Sukses

Akhir Tahun Harga Beras di Gorontalo Naik Drastis, Ini Penyebabnya

Padahal, daerah yang dikenal dengan tanah serambi madinah tersebut merupakan merupakan salah satu daerah penghasil beras. Gorontalo bisa memproduksi beras hingga ratusan ton per tahunnya.

Liputan6.com, Gorontalo - Fenomena El Nino yang menyebabkan kemarau panjang di Provinsi Gorontalo, membuat harga beras sempat menyentuh angka yang fantastis. Bayangkan, harga beras yang sebelumnya hanya Rp 650 ribu per karung, naik menjadi Rp 750 ribu per karung.

"Kalau sekarang mulai turun di harganya, tinggal Rp650. Bulan lalu saya beli harganya Rp750 ribu," kata Yurni salah satu penjual beras eceran.

Menurutnya, dengan harga seperti itu seakan menyusahkan mereka.

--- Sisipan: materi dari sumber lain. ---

PR #318, opened 2021-08-15
simplify signal handling

splitice:
The splay tree for signal handling is unnecessary.


gsliepen:
Squashed & rebased as 290ca7a798604f33d30089477f0cddf7ba5eff9f. Thanks!

PR #323, opened 2021-08-16
epoll patch v2

splitice:
Version 2 of the epoll patch

### DIFF
--- a/src/event.c
+++ b/src/event.c
@@ -168,26 +168,21 @@ void io_set(io_t *io, int flags) {
 
 #ifndef HAVE_MINGW
 #ifdef HAVE_SYS_EPOLL_H
-	struct epoll_event ev;
-	ev.data.fd = io->fd;
-	ev.data.ptr = io;
-
 	epoll_ctl(epollset, EPOLL_CTL_DEL, io->fd, NULL);
-	io_tree.generation++;
 
-	if((flags & IO_READ) && (flags & IO_WRITE)) {
-		ev.events = EPOLLIN | EPOLLOUT;
+	struct epoll_event ev = {
+		.events = 0,
+		.data.ptr = io,
+	};
+
+	if(flags & IO_READ) {
+		ev.events |= EPOLLIN;
 	}
 
-	else if(flags & IO_READ) {
-		ev.events = EPOLLIN;
-	}
-
-	else if(flags & IO_WRITE) {
-		ev.events = EPOLLOUT;
-	}
-
-	else {
+	if(flags & IO_WRITE) {
+		ev.events |= EPOLLOUT;
+	} else if(ev.events == 0) {
+		io_tree.generation++;
 		return;
 	}
 
@@ -412,16 +407,9 @@ bool event_loop(void) {
 
 		int n = epoll_wait(epollset, events, EPOLL_MAX_EVENTS_PER_LOOP, (int)timeout);
 #else
-		int maxfds = 1;
+		int maxfds =  0;
 
 		if(io_tree.tail) {
-			/*
-			        Use the max FD number to detirmine the max size of events
-			        This abuses the fact that:
-			        a) tinc does not allocate new sockets during operation
-			        b) that tinc does not have many sockets
-			        c) that sockets are allocated from 0 on all systems and so max(fd) is a reasonably approximation of nfds
-			*/
 			io_t *last = io_tree.tail->data;
 			maxfds = last->fd + 1;
 		}
@@ -453,8 +441,16 @@ bool event_loop(void) {
 				io->cb(io->data, IO_WRITE);
 			}
 
-			if(events[i].events & EPOLLIN && curgen == io_tree.generation && io->flags & IO_READ) {
+			if(curgen != io_tree.generation) {
+				break;
+			}
+
+			if(events[i].events & EPOLLIN && io->flags & IO_READ) {
 				io->cb(io->data, IO_READ);
+			}
+
+			if(curgen != io_tree.generation) {
+				break;
 			}
 		}
 
--- a/src/event.c
+++ b/src/event.c
@@ -18,20 +18,43 @@
 */
 
 #include "system.h"
+#include "dropin.h"
+
+#ifdef HAVE_SYS_EPOLL_H
+#include <sys/epoll.h>
+#endif
+
 #include "event.h"
 #include "utils.h"
+#include "net.h"
 
 struct timeval now;
-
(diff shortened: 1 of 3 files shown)


src/event.c
```diff
@@ -356,22 +470,24 @@ bool event_loop(void) {
 			}
 
 			/*
-			   There are scenarios in which the callback will remove another io_t from the tree
```
splitice, line 359: make astyle is insistent on the level of indentation.

src/event.c
```diff
@@ -132,6 +167,35 @@ void io_set(io_t *io, int flags) {
...
 #ifndef HAVE_MINGW
+#ifdef HAVE_SYS_EPOLL_H
+	struct epoll_event ev;
+	ev.data.fd = io->fd;
+	ev.data.ptr = io;
+
+	epoll_ctl(epollset, EPOLL_CTL_DEL, io->fd, NULL);
+	io_tree.generation++;
+
+	if((flags & IO_READ) && (flags & IO_WRITE)) {
```
gsliepen, line 178: Can be made a bit cleaner by doing:

```
struct epoll_event ev = {
    .data.fd = io->fd;
    .data.ptr = io;
};
...
if(flags & IO_READ)
    ev.events |= EPOLLIN;

if(flags & IO_WRITE)
    ev.events |= EPOLLOUT;
```

src/event.c
```diff
@@ -132,6 +167,35 @@ void io_set(io_t *io, int flags) {
...
+	else if(flags & IO_READ) {
+		ev.events = EPOLLIN;
+	}
+
+	else if(flags & IO_WRITE) {
+		ev.events = EPOLLOUT;
+	}
+
+	else {
+		return;
```
gsliepen, line 191: It should be valid to call `epoll_ctl(EPOLL_CTL_ADD)` with `ev.events = 0`. Also, instead of doing `EPOLL_CTL_DEL` followed by `EPOLL_CTL_DEL`, why not use `EPOLL_CTL_MOD`?

src/event.c
```diff
@@ -314,23 +381,53 @@ bool event_loop(void) {
...
+#else
+		int maxfds = 1;
 
 		if(io_tree.tail) {
+			/*
+			        Use the max FD number to detirmine the max size of events
+			        This abuses the fact that:
+			        a) tinc does not allocate new sockets during operation
+			        b) that tinc does not have many sockets
+			        c) that sockets are allocated from 0 on all systems and so max(fd) is a reasonably approximation of nfds
```
gsliepen, line 423: Yeah there were some experiments randomizing fds that turned out to upset a lot of programs. But the comments make it sound we do something bad, but we don't: at this point io_tree.tail really should point to the event with the highest fd number, no higher fd should be set in the fdsets. Nothing is abused.

src/event.c
```diff
@@ -314,23 +381,53 @@ bool event_loop(void) {
...
+		long timeout = (tv->tv_sec * 1000) + (tv->tv_usec / 1000);
 
-		int fds = 0;
+		if(timeout > INT_MAX) {
+			timeout = INT_MAX;
+		}
+
+		int n = epoll_wait(epollset, events, EPOLL_MAX_EVENTS_PER_LOOP, (int)timeout);
+#else
+		int maxfds = 1;
```
gsliepen, line 415: Zero is fine if there really are no fds set.

src/event.c
```diff
@@ -346,6 +443,23 @@ bool event_loop(void) {
...
+			io_t *io = events[i].data.ptr;
+
+			if(events[i].events & EPOLLOUT && io->flags & IO_WRITE) {
+				io->cb(io->data, IO_WRITE);
+			}
+
+			if(events[i].events & EPOLLIN && curgen == io_tree.generation && io->flags & IO_READ) {
+				io->cb(io->data, IO_READ);
+			}
+		}
```
gsliepen, line 459: Yes, but we also need an `if(curgen != io_tre.generation) break;` at the end of the loop, because a reading data from one fd might cause data to be sent to another fd in the callback, and if that sending fails it might close the connection, and hence invalidate the `io_t` pointer of a subsequent event in the loop.

gsliepen (changes requested):
Apart from the issues I mentioned, it's looking nice and clean!

src/event.c
splitice: epoll mod won't add (ENOENT)
epoll add won't mod (EEXIST)

We don't know if the fd is being modified or added in the current interface so a DEL+ADD is required.

src/event.c
splitice: Biggest problems occur if tinc is linked with any shared library creating file descriptors for other purposes (e.g logging). Some comment explaining that you are using max(fd) to approximate nfds in the IO tree would be a good idea. But I'll remove it.

src/event.c
splitice: There would be gains in keeping fds permanently registered in general operation for both read at a given time and then being able to just EPOLL_CTL_MOD reliably to remove write as appropriate.

src/event.c
splitice: Done

src/event.c
splitice: Done

src/event.c
splitice: Done

src/event.c
splitice: Done

src/event.c
gsliepen: Ah, maybe you misunderstood the purpose of the first argument to `select()`? The parameter name in the manpage (and the one tinc used) is perhaps confusing, it's not the number of filedescriptors that we have or are interested in, it's rather the size of the fdsets in bits that we care about. If it's set to 10, it will check the first 10 bits in all the fdsets starting from the first one, so it will check fds 0 to 9.

src/event.c
gsliepen: I agree, it would be nice if tinc followed epoll requirements.

splitice:
Fyi from my end I am happy with the state post review.

src/event.c
gsliepen: Do you want to do this in this PR or want to do it in a separate one? I wouldn't mind the less efficient DEL+ADD for now to avoid having to make too many changes in one go.

splitice: Seperate for sure. Not certain the best way to do it yet.

gsliepen:
Squashed and rebased as b322126576c52ffbc9a91d818125fc461fa17d1b. Thanks!

PR #395, opened 2022-05-23
CI: use compilation database for clang-tidy job

hg:
I didn't realize LLVM already ships a [runner][run] for `clang-tidy` which picks files from the compilation database. This lets us avoid wrapping optional C files in giant `#ifdef`s.

[run]: https://clang.llvm.org/extra/doxygen/run-clang-tidy_8py_source.html

By the way, we're still only running a single check. I'll start adding more one by one and fixing whatever is reported while working on other things.


hg:
Here are some checks for starters. A few suggested issues are actually interesting (`printf` in signal handler, zero `alloca()`, a couple of memory leaks).

Filling `sockaddr_ll` in raw socket device code with `'0'` (as opposed to `0`) looks like a typo. Other examples I'm reading around the 'net use `0`. Is this correct? Sorry, no idea how to quickly test this device.

src/raw_socket_device.c
```diff
@@ -34,8 +34,8 @@
 static const char *device_info = "raw_socket";
 
 static bool setup_device(void) {
-	struct ifreq ifr;
-	struct sockaddr_ll sa;
+	struct ifreq ifr = {0};
+	struct sockaddr_ll sa = {0};
```
gsliepen, line 38: Hm, this was problematic in the past, with compilers complaining about not enough parentheses around initializers. The `'0'` in the `memset()` was definitely bad though.

src/tincctl.c
```diff
@@ -1519,7 +1519,10 @@ static int cmd_pcap(int argc, char *argv[]) {
 static void sigint_handler(int sig) {
 	(void)sig;
 
-	fprintf(stderr, "\n");
+	if(write(2, "\n", 2) < 0) {
```
gsliepen, line 1522: Should be 1, not 2.

src/top.c
```diff
@@ -249,7 +249,7 @@ static void redraw(void) {
 
 	if(changed) {
 		n = 0;
-		sorted = xrealloc(sorted, node_list.count * sizeof(*sorted));
+		sorted = xrealloc(sorted, node_list.count * sizeof(sorted));
```
gsliepen, line 252: The original `sizeof(*sorted)` is correct, sorted itself is just the pointer to the array, we want the size of an array element here.

src/raw_socket_device.c
hg: We have a lot of such statements. I'm counting more than 50, most of them structs. Should I replace this anyway?

```
src/fd_device.c
41:	struct iovec iov = {0};
43:	struct msghdr msg = {0};

src/multicast_device.c
34:static mac_t ignore_src = {0};

src/process.c
48:static SERVICE_STATUS status = {0};

src/protocol.c
222:	past_request_t *new, p = {0};

src/protocol_edge.c
73:	sockaddr_t address, local_address = {0};

src/control.c
155:	sockaddr_t sa = {0};

src/splay_tree.c
28:	splay_node_t left = {0}, right = {0};

src/net.c
491:	signal_t sighup = {0};
492:	signal_t sigterm = {0};
493:	signal_t sigquit = {0};
494:	signal_t sigint = {0};
495:	signal_t sigalrm = {0};

src/ifconfig.c
91:	subnet_t address = {0};
174:	subnet_t subnet = {0}, gateway = {0};

src/node.c
149:	node_t n = {0};

src/linux/device.c
67:	struct ifreq ifr = {0};
119:		struct ifreq ifr_mac = {0};

src/openssl/prf.c
33:	digest_t digest = {0};

src/netutl.c
59:	struct addrinfo *ai, hint = {0};
79:	struct addrinfo *ai, hint = {0};
80:	sockaddr_t result = {0};

src/script.c
54:	static list_t list = {0};

src/route.c
122:	struct ip ip = {0};
123:	struct icmp icmp = {0};
224:	struct icmp6_hdr icmp6 = {0};

src/conf_net.c
5:	subnet_t subnet = {0};

src/sptps_test.c
327:	sockaddr_t sa = {0};

src/net_setup.c
640:	struct addrinfo *ai, hint = {0};

src/tincctl.c
680:	SERVICE_STATUS status = {0};
1851:			subnet_t s = {0};

src/protocol_subnet.c
48:	subnet_t s = {0}, *new, *old;
164:	subnet_t s = {0}, *find;

src/net_packet.c
1004:			node_id_t nullid = {0};
1710:	node_id_t nullid = {0};
1877:	sockaddr_t addr = {0};

test/unit/test_subnet.c
320:		subnet_t sub = {0};
352:	subnet_t sub = {0};
465:	const subnet_t sub = {0};
```

src/tincctl.c
hg: Oh rats, I made a mess of my own. Thanks for the review. FWIW, `STDERR_FILENO` doesn't work here because of msvc.

src/top.c
hg: It's a pointer to a pointer, though? I checked it with `_Static_assert` before pushing just to make sure. Both of these pass:

```c
_Static_assert(sizeof(*sorted) == sizeof(void*), "foo");
_Static_assert(sizeof(nodestats_t) != sizeof(void*), "foo");
```

src/raw_socket_device.c
gsliepen: Well, it passes the pre-existing CI checks, so I'm fine with the `{0}` then :)

src/top.c
gsliepen: Yes, but if the type of `sorted` is ever changed, then `sizeof(sorted)` might become really wrong. Was clang-tidy complaining about this?

gsliepen: I don't like adding comments to appease linters, it quickly becomes a mess otherwise. You already disabled several checks, I would disable this one as well if it generates false positives.

hg: Ah, ok. Makes sense. Although those are disabled temporarily (hopefully) as especially problematic. Disabling one or two rules allows us to enable 10-20 others by globbing the whole group. I expect to fix most of them later.

Issue #338, opened 2021-10-03
Systemd Notify


splitice:
Currently investigating an issue with 1.0 where process is left in "D" (Uninterruptable Sleep) randomly.

Got me thinking that it would be nice if `sd_notify` could be called in the IO loop.

Thoughts?

gsliepen:
Yes, although we don't want to notify systemd every time we call `select()` of course. We can tie it to the periodic checks, like `periodic_handler()` in tinc 1.1 and `check_dead_connections()` in tinc 1.0.

Also, I'd like to avoid needing to link with libsystemd; the protocol is simple enough: check if `$NOTIFY_FD` is set, if so just send `"WATCHDOG=1"` to that fd. We can also use it to notify when tinc has finished initializing and when it's about to quit.

splitice:
Correct, although I'm less keen on re-implementing libsystemd. I'd rather link against the system lib if support is enabled.

Who knows what will change in the future and what hackery people using it might have. Better to use the system supplied library if enabled in my books.

And yes a `timeout_add` for the watchdog makes sense.

PR #396, opened 2022-05-23
Add optional systemd integration

hg:
- startup & shutdown notifications
- optional watchdog with auto-restart on hang (enabled if `WatchdogSec` is set in systemd unit)

re #338

Static analysis job will fail until this is rebased on top of #395.

---

The code is using libsystemd because the library is going to be present on any systemd-based distribution anyway. Otherwise, we're going have to handle things like:

> If the $WATCHDOG_USEC environment variable is set, and the $WATCHDOG_PID variable is unset or set to the PID of the current process, the service manager expects notifications from this process.

> If the usec parameter is non-NULL, sd_watchdog_enabled() will write the timeout in µs for the watchdog logic to it.

(which really means parsing data passed by systemd in environment variables)

> If the first character of $NOTIFY_SOCKET is "@", the string is understood as Linux abstract namespace socket.

and so on.

---

There's also the `RELOADING` event, but I see no point in adding it since configuration reloading is nearly instantaneous.

### DIFF
--- a/src/linux/watchdog.c
+++ b/src/linux/watchdog.c
@@ -1,0 +1,71 @@
+#include "../system.h"
+
+#include <systemd/sd-daemon.h>
+
+#include "../event.h"
+#include "../logger.h"
+#include "../watchdog.h"
+
+static timeout_t timer;
+static struct timeval interval;
+
+static uint64_t second_to_microsecond(time_t second) {
+	return second * 1000000;
+}
+
+static time_t microsecond_to_second(uint64_t micros) {
+	return (time_t)(micros / 1000000);
+}
+
+// Ignore errors from sd_notify() since there's nothing we can do if it breaks anyway.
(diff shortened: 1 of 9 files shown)


src/linux/watchdog.c
```diff
@@ -0,0 +1,66 @@
+#include "../system.h"
+
+#include <systemd/sd-daemon.h>
+
+#include "../event.h"
+#include "../logger.h"
+#include "../watchdog.h"
+
+#define SECOND_TO_MICROSECOND(sec) ((sec) * 1000000)
+#define MICROSECOND_TO_SECOND(us) ((us) / 1000000)
```
gsliepen, line 10: Prefer regular functions over macros.

gsliepen (commented):
Apart from the macros it looks good to me. I'll wait until it's rebased on top of #395 before merging.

Padahal, keuntungan mereka di dalam satu karung itu hanya Rp 30 ribu rupiah.

"Kalau harga per karung Rp 750 ribu, maka bisa dipastikan kami tidak ada untung lagi," ujarnya.

"Kami juga bingung dengan kondisi saat ini. Kok beras di Gorontalo bisa naik segitu," ungkapnya.

Padahal, daerah yang dikenal dengan tanah serambi madinah tersebut merupakan merupakan salah satu daerah penghasil beras. Gorontalo bisa memproduksi beras hingga ratusan ton per tahunnya.

Menurut Badan Pusat Statistik (BPS), produksi padi di Gorontalo tahun 2022 sebesar 240,13 ribu ton Gabah Kering Giling (GKG). Angka itu naik sebanyak 5,74 ribu ton atau 2,45 persen dibandingkan produksi padi di 2021 yang sebesar 234,39 ribu ton GKG.

Lantas apa yang membuat harga beras di Provinsi Gorontalo naik?, menurut informasi yang dihimpun Liputan6.com, naiknya harga diakibatkan permintaan dari daerah lain yang juga terdampak kemarau panjang.

"Banyak permintaan dari luar daerah. Jadinya beras lokal menjadi kosong dan otomatis menjadi mahal," kata salah satu karyawan gudang beras di Gorontalo yang tidak mau menyebutkan namanya.

Simak juga video pilihan berikut:

2 dari 2 halaman

Luas Panen

Sementara tahun 2023, luas panen padi Gorontalo pada 2023 diperkirakan sekitar 48,83 ribu hektare. mengalami kenaikan sebanyak 2,01 ribu hektare atau 4,29 persen dibandingkan luas panen padi di 2022 yang sebesar 46,82 ribu hektare.

Hal tersebut berdasarkan penghitungan BPS Gorontalo terkait luas panen dengan menggunakan metode Kerangka Sampel Area (KSA). KSA ini memanfaatkan teknologi citra satelit dengan mendeliniasi peta lahan baku sawah yang divalidasi dan ditetapkan oleh Kementerian ATR/BPN.

Produksi padi pada 2023 diperkirakan sebesar 243,19 ribu ton GKG, mengalami kenaikan sebanyak 3,06 ribu ton GKG atau 1,27 persen dibandingkan produksi padi di 2022 yang sebesar 240,13 ribu ton GKG.

Produksi beras pada 2023 untuk konsumsi pangan penduduk diperkirakan sekitar 135,79 ribu ton, mengalami kenaikan sebanyak 1,71 ribu ton atau 1,27 persen dibandingkan produksi beras di 2022 yang sebesar 134,08 ribu ton.

Padahal, Gorontalo menjadi salah satu daerah di Indonesia yang ikut terdampak dengan musim kemarau atau El Nino. El Nino merupakan fenomena iklim pemanasan suhu muka laut (SML) di atas kondisi normalnya yang terjadi di Samudera Pasifik bagian tengah.

Sejak Agustus lalu, El Nino sudah melanda sejumlah wilayah yang ada di Indonesia, termasuk Gorontalo. Di sejumlah wilayah Gorontalo juga mengalami krisis air akibat fenomena tersebut. Menariknya, data BPS Gorontalo menunjukan Produksi padi justru ikut meningkat meski musim kemarau.